PR #1614, opened 2026-05-27
Preserve explicit "+" sign across buffer boundaries for "+0..." on async parser

seonwooj0810:
## Summary

Splits out the drive-by async-parser fix from #1613 per @cowtowncoder's request, so the hex feature PR can stay focused.

The non-blocking parser reused `MINOR_NUMBER_ZERO` for both the bare-zero (`0…`) and explicit-plus-zero (`+0…`) suspension paths, so the leading `+` was lost when input arrived byte-by-byte. The sibling tests in `AsyncNonStandardNumberParsingTest` already disagreed with each other:

- `leadingPlusSignInDecimalEnabled` (`+123`) — asserted `"+123"` ✅
- `leadingPlusSignInDecimalEnabled2` (`+0.123`) — asserted `"0.123"` ❌ (lost the `+`)

This change adds a dedicated `MINOR_NUMBER_PLUSZERO` state alongside `MINOR_NUMBER_ZERO` / `MINOR_NUMBER_MINUSZERO`. `_finishNumberLeadingPosNegZeroes` now stores `MINOR_NUMBER_PLUSZERO` when `negative=false`, so the buffered text on resume retains the leading `+`, matching the blocking parsers and the sibling `+123` path.

`AsyncNonStandardNumberParsingTest#leadingPlusSignInDecimalEnabled2` is updated to assert the now-preserved `"+0.123"` output. The previous `"0.123"` assertion was masked by the bug.

## Background

Discovered while implementing the JSON5 hex feature (#1613) — async tests with 1-byte feeds surfaced the divergence. Per [maintainer comment](https://github.com/FasterXML/jackson-core/pull/1613#issuecomment-4550973163) ("yes, please, that'd be worth fixing separately, can merge quickly"), splitting it out here. Unrelated to the hex feature itself, so easy to review in isolation.

## Test plan

- [x] `mvn test` — 1675 tests, 0 failures, 0 regressions (2 pre-existing skips).
- [x] `AsyncNonStandardNumberParsingTest` — 18 tests pass, including the updated `leadingPlusSignInDecimalEnabled2`.

## Notes

- Diff is +18 / -2 across 3 files.
- CLA: signed copy will follow by email (covers this and #1613).

### DIFF
--- a/src/main/java/tools/jackson/core/json/async/NonBlockingJsonParserBase.java
+++ b/src/main/java/tools/jackson/core/json/async/NonBlockingJsonParserBase.java
@@ -110,6 +110,12 @@ public abstract class NonBlockingJsonParserBase
     protected final static int MINOR_NUMBER_EXPONENT_MARKER = 31;
     protected final static int MINOR_NUMBER_EXPONENT_DIGITS = 32;
 
+    // Resumption state for an explicit '+' followed by '0' (and possibly more
+    // zeros). Companion to {@link #MINOR_NUMBER_ZERO} and
+    // {@link #MINOR_NUMBER_MINUSZERO}; needed so that the buffered text on
+    // resume correctly retains the leading '+' character.
+    protected final static int MINOR_NUMBER_PLUSZERO = 33;
+
     protected final static int MINOR_VALUE_STRING = 40;
     protected final static int MINOR_VALUE_STRING_ESCAPE = 41;
     protected final static int MINOR_VALUE_STRING_UTF8_2 = 42;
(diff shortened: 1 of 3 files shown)


cowtowncoder:
Nice clean split — easy to review in isolation. One small thing worth calling out in the PR description (not a blocker):

`_finishTokenWithEOF` still groups `MINOR_NUMBER_PLUSZERO` with `MINOR_NUMBER_ZERO` / `MINOR_NUMBER_MINUSZERO` and returns `_valueCompleteInt(0, "0")`, so the input `+0<EOF>` resumes as `"0"` (sign lost) — diverging from the blocking parser the same way `+0.123` did before this fix. Looks intentional (bug-compatible with the pre-existing `-0<EOF>` behavior, and the existing inline comment already flags it as deferrable), I'll add a comment.

cowtowncoder (commented):
Will add fix for the `+0<EOF>` / `-0<EOF>` text-loss cases.

PR #985, opened 2024-09-26
Expand parallel processing interface options

misi9170:
Extends from existing `interface` options, currently just `"multiprocessing"`, to include:
- [x] `"pathos"`
- [x] `"concurrent"`
- [ ] ~`"mpi4py"`~

I've left mpi4py out for now, as this is more complex and quite possibly unnecessary at this level of the code.


misi9170:
To keep the ball rolling here, I'm going to merge this PR as is and we'll have a proper review process when we merge parallel-model-rework into develop.

PR #992, opened 2024-10-04
Add automatic benchmarking to FLORIS

paulf81:
# Add automatic benchmarking to FLORIS

This draft PR is meant to add automatic code benchmarking to FLORIS.  Proposed solution is to use pytest-benchmark to implement set timing tests:

https://pytest-benchmark.readthedocs.io/en/latest/

https://github.com/ionelmc/pytest-benchmark

And then try to schedule some semi-daily execution of these tests with logged performance checks so we can track changes over time.  Here focused on:

https://github.com/benchmark-action/github-action-benchmark

To this end I added a first test to the tests folder including benchmarking to the `tests/` folder and confirm the command line:

`pytest floris_benchmark_test.py `

Produces a benchmark result.  At this point might open up for discussion, or others research:

1. Do these benchmarks belong in tests?  Won't that cause them to be run with normal CI process?
2. What should we test?
3. We should set a test results page
4. Test parallel?
5. Want to track changes coming from our own work, and also those coming from improvement to python, should make sure CI checks most recent version of python?

To include:

- [ ] AEP for 100-turbine farm
- [ ] Analysis for different wake models
- [ ] Parallel FLORIS


Bartdoekemeijer:
This is great!! On my end, I would love to see performance on, let's say, AEP calculation for a 100-turbine farm. Would also be nice to see this for different wake model set-ups, in case modifications are made to specific submodels. Benchmarking parallel floris would be a nice plus.

.github/workflows/benchmark.yaml
```diff
@@ -0,0 +1,61 @@
+name: Floris Benchmark
+on:
+  schedule:
+    - cron: '0 3 * * *'  # Runs daily at 3am UTC
```
rafmudaf, line 4: I suggest tying this to a commit rather than a date since any given day might contain multiple commits and many will contain no commits.

.github/workflows/benchmark.yaml
```diff
@@ -0,0 +1,61 @@
...
+  workflow_dispatch:  # Allows manual triggering of the workflow
```
rafmudaf, line 5: That's neat

.github/workflows/benchmark.yaml
```diff
@@ -0,0 +1,61 @@
...
+
+permissions:
+  contents: write
+  deployments: write
```
rafmudaf, line 9: What's the need for access to deployment rights?

benchmarks/data/input_full.yaml
rafmudaf, line 1: I would avoid adding yet another input file (that will need to be maintained) just for this

setup.py
```diff
@@ -45,6 +45,7 @@
     },
     "develop": {
         "pytest",
+        "pytest-benchmark"
```
rafmudaf, line 48: Probably not needed yet, but if the list of dependencies only used in automated systems grows, you could add a new target to capture those and separate them from the ones we'll all install for development

rafmudaf (commented):
I know this pull request is still in progress, but just wanted to leave some comments for future reference. Good stuff @paulf81

rafmudaf:
It would be good to add a scaling test, as well. This should be a test of something like 10, 100, 1000 turbines across a meaningful number of conditions (~1000).

.github/workflows/benchmark.yaml
paulf81: Yeah, that makese sense, maybe commits to develop?

benchmarks/data/input_full.yaml
paulf81: that's a good point, this can be switched to one of the existing inputs

setup.py
paulf81: that makes sense

paulf81:
Thank you for your comments @rafmudaf !  I'll hope to take another pass at this soon and incorporate your suggestions

.github/workflows/benchmark.yaml
paulf81: Ok switched to push to develop

.github/workflows/benchmark.yaml
paulf81: I think we need it to display a live chart: https://github.com/benchmark-action/github-action-benchmark

benchmarks/data/input_full.yaml
paulf81: I think that should work, we should prioritize #1040 then

paulf81:
Closing this pull request in favor of #1060

Issue #989, opened 2024-10-01
Complete multi-dim code


paulf81:
# Complete multidim code

This issue picks up from issue #785 and proposes a set of steps to finish this work.

## Proposed solution

Recommend to take the following steps (can iterate as we go):

- [ ] Add example of applying multi-dim code to vary power by TI
- [ ] Add tests of this same functionality
- [ ] Include example of going to multidim via code versus from specially setup yaml
- [ ] Add tests of same functionality?
- [ ] Beef up a little bit multidim documentation

misi9170:
I'm working on this over on #996

paulf81:
This solution makes sense!

misi9170:
Addressed in #996

Issue #785, opened 2024-01-25
Allow TI to impact turbine power production


paulf81:
# Allow TI to impact turbine power production

In V4, TI can be set per time step in TimeSeries or wd/ws bin in WindRose.  It would be useful to reflect TI impact on power production of a turbine, separate of wake model impacts.  Talking this over with @ejsimley we think we have a way forward with 90% of the details in mind.  Here is the proposed solution to implement:

- As with tilt, assume a given power curve is defined at a certain reference turbulence intensity.  The power curves included with FLORIS are rather sharp and I believe our 0% TI, but it is on common to have a power curve defined for a certain TI.  So, include into turbine yaml the ref_ti value
- Therefore the amount to correct a given power should be:
  - 0 if TI <= ref_ti
  - delta_ti = ti - ref_ti if ti > ref_ti
- Correct the power curve (and ct) using a version of the method previously implemented in v2:

```
  # define wind speed, ti, and power curve components
  ws = np.array(self.power_thrust_table["wind_speed"])
  cp = np.array(self.power_thrust_table["power"])
  ws = ws[np.where(cp != 0)]
  ciws = ws[0]  # cut in wind speed
  cows = ws[len(ws) - 1]  # cut out wind speed
  speed = self.average_velocity
  ti = self.current_turbulence_intensity

  if ciws >= speed or cows <= speed or ti == 0.0 or math.isnan(speed):
      return 1.0
  else:
      # define mean and standard deviation to create normalized pdf with sum = 1
      mu = speed
      sigma = ti * mu
      if mu + sigma >= cows:
          xp = np.linspace((mu - sigma), cows, 100)
      else:
          xp = np.linspace((mu - sigma), (mu + sigma), 100)
      pdf = norm.pdf(xp, mu, sigma)
      npdf = np.array(pdf) * (1 / np.sum(pdf))

      # calculate turbulence parameter (ratio of corrected power to original power)
      return np.sum([npdf[k] * self.powInterp(xp[k]) for k in range(100)]) / (
          self.powInterp(mu)
      )
```
- Note in essence the code returns a gaussian blur of points on the power (or thrust) curve.  I think in v4 we should implement the logic of this, but find a way to precompute this effect
- Then just need to route this logic around
- Finally, in v2 there was a boolean value whether the user wanted this turbulence correction applied (default to False) do we want the same?

[...]

Issue #901, opened 2024-05-06
Bug report: TurbineInterface not covered in tests and examples


misi9170:
In merging #888, the deploy-book action failed because I had forgotten to update some function calls in the `TurbineInterface` object on on floris/turbine_library/turbine_previewer.py

Looking into this more, the reason that I missed these is that `TurbineInterface` is not tested, and also not used in any of the examples. 

I would suggest that we consider either:
1. Adding a test for the `TurbineInterface` or
2. Deprecating `TurbineInterface` and just going through the `FlorisModel` in the documentation (full deprecation would need to wait until a later major release)

paulf81:
Based on this issue patched by #900 and the fact that it is only in documentation, it does seem reasonable to deprecate the functionality into `FlorisModel`, which will be more easily tracked

misi9170:
An option is to have a convenience class that is a subclass of `FlorisModel` for the specific purpose of turbine visualization. I'll need to think a bit more about whether that's worthwhile.

misi9170:
After some discussion, I have added deprecation warnings to the `TurbineInterface` and `TurbineLibrary` classes and have removed mention of them from the documentation in #996. I'm closing this as complete, and these classes will be removed or revamped in a future major version release.

PR #996, opened 2024-10-09
[BUGFIX] Improve handling of multidimensional turbine conditions

misi9170:
#989, #785


misi9170:
I'm now done with code changes (I think), but starting to work on the docs I think this is a good time to go ahead and improve turbine documentation across the board. I plan to add a Turbine "subfolder" to the documentation, and in it place (while reworking):
- [x] Turbine Operation Models
- [x] Floating turbine modeling #1125
- [x] Turbine library interface (add deprecation note, possibly warning in code) #901 
- [x] (new) multidimensional Cp/Ct definition information #1118 
- Turbine input file reference #1053, #1125

misi9170:
After discussing with @dzalkind , I've decided that in this PR, I will include the bug fix for specifying multidimensional input conditions but not yet update reference values for the floating IEA 15MW turbine. In the mean time, I have updated various pieces of the documentation for floating turbines and indicated that the floating tilt table, along with the dependency of the thrust coefficient and power curves on wave height and wave period, should be treated as fictional. I will indicate this decision in related issues and discussions.

examples/examples_floating/001_floating_turbine_models.py
```diff
@@ -89,7 +89,7 @@
     tilt_angles_floating_defined_floating,
     color="m",
     ls="--",
-    label="Floating (cp/ct not scaled by tilt)",
+    label="Floating (power/thrust coefficient not scaled by tilt)",
```
paulf81, line 92: This could be a prior issue, but shouldn't the magenta dashed line be on top of the blue line in the 0th axis?

examples/examples_multidim/003_multi_dimensional_cp_ct_TI.py
```diff
@@ -0,0 +1,45 @@
...
+# Use a sweep of wind speeds
+wind_speeds = np.arange(5, 20, 1.0)
+time_series = TimeSeries(
+    wind_directions=270.0, wind_speeds=wind_speeds, turbulence_intensities=0.06
+)
+fmodel.set(wind_data=time_series)
+
+# Loop over different turbulence intensities using set()
+fig, axarr = plt.subplots(1, 3, sharex=True, figsize=(12, 4))
+for ti, col in zip([0.06, 0.10], ["k", "r"]):
```
paulf81, line 34: The example works so I think is fine, but noting that TI is outside of the define bounds of the table, maybe comment if this is then fixed at the nearest or extrapolated?  Or this is covered in docs, just flagging

examples/examples_multidim/003_multi_dimensional_cp_ct_TI.py
```diff
@@ -0,0 +1,45 @@
+"""Example: Multi-dimensional power/thrust coefficients with turbulence intensity
+This example follows the previous example, but demonstrating how a multidimensional turbine can be
+used to model the effect of turbulence intensity on power and thrust coefficient.
+
+NOTE: The multi-dimensional power/thrust coefficient data used in this example is fictional for the
+purposes of facilitating this example.
```
paulf81: Turbine 0's power is increased by turbulence, even near the knee of the power curve.  You point out a few times this is fake data but could also say "... and that is why the changes in power curve due to TI don't follow usual behaviors..."

docs/input_reference_main.md
```diff
@@ -1,6 +1,6 @@
 # Main Input File Reference
 
-In additional to reinitializing {py:class}`FlorisInterface`, users can configure FLORIS
+In additional to calling the `set()` method on {py:class}`FlorisModel`, users can configure FLORIS
```
paulf81: addition

paulf81 (approved):
I reviewed and ran the tests and went through and ran all examples.  I reviewed all the code and docs and all looks good to me.  Left a few minor comments

examples/examples_multidim/003_multi_dimensional_cp_ct_TI.py
misi9170: Good point---the multidimensional turbine code always uses a nearest-neighbor approach. I've put a comment into the examples to this effect, and also added this information to the multidimensional turbine documentation.

examples/examples_floating/001_floating_turbine_models.py
misi9170: I think this is currently correct. The idea here is that the black line represents the fixed-bottom NREL 5MW; the blue line represents what happens if you took the fixed NREL 5MW and put it on a floater (with a fictional level of added tilt for different wind speeds); and the magenta dashed line is the (fictional) case where the NREL 5MW power and thrust coefficient is defined as being on a floating platform, so no tilt correction to the power and thrust curve should be applied (as the effect of tilt is already inherently included).

misi9170:
@paulf81 Thanks for the review! I've now addressed your comments.

I also realized that we didn't have a way to store the multidimensional csv file in any user location---only in floris/turbine_library/, which was a bit unsatisfying. I've now made this possible by passing the `turbine_library_path` down to the `Turbine()` class, which instantiates the turbines and loads the multidimensional csv file, if it exists. This new approach is now used in examples/examples_multidim/003_multidimensional_cp_ct_TI.csv and also in the new test `test_set_multidim()` on floris_model_integration_test.py.

Assuming all examples run to completion, this PR will be ready for merge into the develop branch.

paulf81:
agreed

PR #1006, opened 2024-10-21
Add flow visualization to wake steering example

misi9170:
It seems that none of the wake steering examples currently include any flow visualizations to demonstrate the deflection of the wake. This small PR makes a change to examples_control_optimization/001_opt_yaw_single_ws.py to add such visualization.

There _is_ flow visualization under yaw misalignment in examples_visualizations/001_layout_visualizations.py, but this is not a very intuitive place to go look for that example and is also included in a figure with a lot of other things going on.

A new figure is now generated by 001_opt_yaw_single_ws.py:

yaw_optimization


paulf81 (approved):
Pulled it down and example worked on my machine

PR #1017, opened 2024-11-06
[BUGFIX] Address reference wind height warnings raised unnecessarily

misi9170:
#1000 introduced a warning that is raised when `turbine_type` is set without setting the `reference_wind_height`, to let users know that the reference wind height had not been updated. This was pointed out by @cfrontin and also something I ran into recently while working on other aspects of the FLORIS code.

While this works as intended, the warning is now raised in some places (particularly `set_operation_model`) where the `turbine_type` is set implicitly (without direct input from the user). This pull request addresses the unnecessary warning raised by explicitly setting the `reference_wind_height` (to be the same as it was) when `set_operation_model` is called.

I've also updated some examples to add the reference wind height when the turbine model is set, as well as the `calculate_horizontal_plane_with_turbines()` function (which also implicitly sets the `turbine_type`). The following examples are updated:
- examples_turbopark/001_...py
- examples_turbine/003_...py
Note that examples_turbine/001_check_turbine.py also raises the warning; however, in that case, the warning is raised appropriately, and the `assign_hub_height_to_ref_height()` method is then called to "correct" the problem. I therefore left this example as is.

In making the fixes, I also have created a `@property` for the `reference_wind_height` at the `FlorisModel` level to make it easy for users to access.

### DIFF
--- a/examples/examples_turbine/003_specify_turbine_power_curve.py
+++ b/examples/examples_turbine/003_specify_turbine_power_curve.py
@@ -51,6 +51,7 @@ fmodel.set(
     wind_speeds=wind_speeds,
     turbulence_intensities=turbulence_intensities,
     turbine_type=[turbine_dict],
+    reference_wind_height=fmodel.reference_wind_height
 )
 fmodel.run()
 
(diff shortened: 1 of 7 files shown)


paulf81 (approved):
This looks good @misi9170 , I reviewed the code and all makes sense to me.  Thanks!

════

Problem to work on: Everything above from the line containing "- [ ] Add tests of same functionality?" through the line containing "# Allow TI to impact turbine power production" must be copied exactly. Nothing outside that range belongs in the answer.

Written response:
- [ ] Add tests of same functionality?
- [ ] Beef up a little bit multidim documentation

misi9170:
I'm working on this over on #996

paulf81:
This solution makes sense!

misi9170:
Addressed in #996

Issue #785, opened 2024-01-25
Allow TI to impact turbine power production


paulf81:
# Allow TI to impact turbine power production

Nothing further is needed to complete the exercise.